§ **Problem description**:
Every line of the records below that holds the word "temporary" belongs in the answer.

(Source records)
========

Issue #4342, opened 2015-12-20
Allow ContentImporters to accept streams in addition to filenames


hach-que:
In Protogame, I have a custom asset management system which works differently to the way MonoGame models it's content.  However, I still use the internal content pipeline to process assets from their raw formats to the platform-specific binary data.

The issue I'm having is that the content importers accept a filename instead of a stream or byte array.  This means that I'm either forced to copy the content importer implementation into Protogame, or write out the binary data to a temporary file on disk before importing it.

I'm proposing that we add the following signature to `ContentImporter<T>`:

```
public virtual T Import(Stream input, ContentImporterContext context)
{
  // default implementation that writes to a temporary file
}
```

========

§ **Answer section**:
The issue I'm having is that the content importers accept a filename instead of a stream or byte array.  This means that I'm either forced to copy the content importer implementation into Protogame, or write out the binary data to a temporary file on disk before importing it.
  // default implementation that writes to a temporary file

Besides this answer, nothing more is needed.